Сильные события в жизни животных могут влиять на поведение потомства
― Если формирование новой памяти активирует экспрессию генов, что подтверждено на животных, то может ли посттравматическое стрессовое расстройство передаться по наследству?
― Это нетривиальный вопрос. Некоторое время назад я бы сказал, что безусловно нет. Но исследования последних 10–15 лет, в частности работы лаборатории Изабель Мансуй (Isabelle Mansuy) показывают, что сильные стрессорные события в жизни животных могут повлиять на поведение и функции мозга у их потомства [6, 7]. Естественно, речь не о том, что животные будут помнить то, что происходило с их родителями, а о том, что стрессорная реакция, случившаяся у родителей, способна через молекулярные факторы (природа которых еще исследуется) изменить настройки в работе генов, отвечающих за развитие нервной системы, ― сначала в оплодотворенной яйцеклетке, а затем у выросшего организма.

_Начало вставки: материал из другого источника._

PR #499, opened 2025-04-10
BM-751: Implement Secure S3 Input Download via IAM Role Assumption

Wollac:
### Description

This PR introduces support for securely downloading inputs (and images) stored in S3, leveraging AWS IAM Roles for granular access control and optionally AWS KMS (SSE-KMS) for enhanced data protection through server-side encryption. It addresses the requirement for partners to share sensitive input data with specific provers, replacing less secure or less flexible methods like pre-signed URLs.

### Approach Implemented (One Role per Prover):

This implementation follows an approach where each prover maintains its own dedicated IAM Role:

1. **Prover Configuration:**
   - Each prover is expected to create and manage its own unique IAM role within their AWS account. The ARN of this role is configured in the broker (using the new `aws_assume_role_arn` config option).
3. **Requestor Configuration:**
   - The requestor uploads input data to their S3 bucket. For maximum security, they can encrypt this data using SSE-KMS with their own KMS key.
   - They modify their S3 Bucket Policy to grant `s3:GetObject` permission only to the ARNs of the prover roles they trust (e.g., `ProverX-WorkerRole`).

Это могут быть, например, определенные регуляторные микроРНК или малые некодирующие РНК, метилирование ДНК, другие факторы эпигенетических модификаций хроматина половых клеток, которые меняют функции их генома. Они не будут очень специфичными к этому поведенческому воздействию, но будут готовить организм новорожденного к риску встречи с подобного рода стрессорными ситуациями. Я поясню это на примере, когда организм сталкивается с вредоносными факторами среды, но не психологическими, а физическими или химическими.
На определенных видах животных, в частности насекомых, столкнувшихся, например, с засухой или повышением температуры среды, было показано [8, 9], что их потомство более приспособлено к развитию в аналогичных условиях ― в отличие от потомства этих же видов животных, находившихся до размножения в комфортной среде. Таким образом, физические или химические факторы среды настраивают через половые клетки организм потомков на то, что их среда может быть именно такой.
― А у людей что-то подобное наблюдается: влияние на потомство факторов среды, образа жизни и т.д.?
― У людей, например, известна форма наследственного алкоголизма, связанного c эпигенетическими механизмами, то есть он наследственный не за счет того, что это классическая генетическая предрасположенность, а потому, что родители были зависимы от алкоголя и как результат ― их дети имеют повышенную предрасположенность к развитию алкоголизма. Это было проверено в наблюдениях над усыновленными детьми, которые никогда не сталкивались со своими биологическими родителями, зависимыми от алкоголя, а с раннего детства жили в благополучных приемных семьях. Было отмечено тем не менее, что у таких детей изменена чувствительность к алкоголю, изменены электроэнцефалограмма, некоторые виды высшей нервной деятельности и есть предрасположенность к развитию алкоголизма.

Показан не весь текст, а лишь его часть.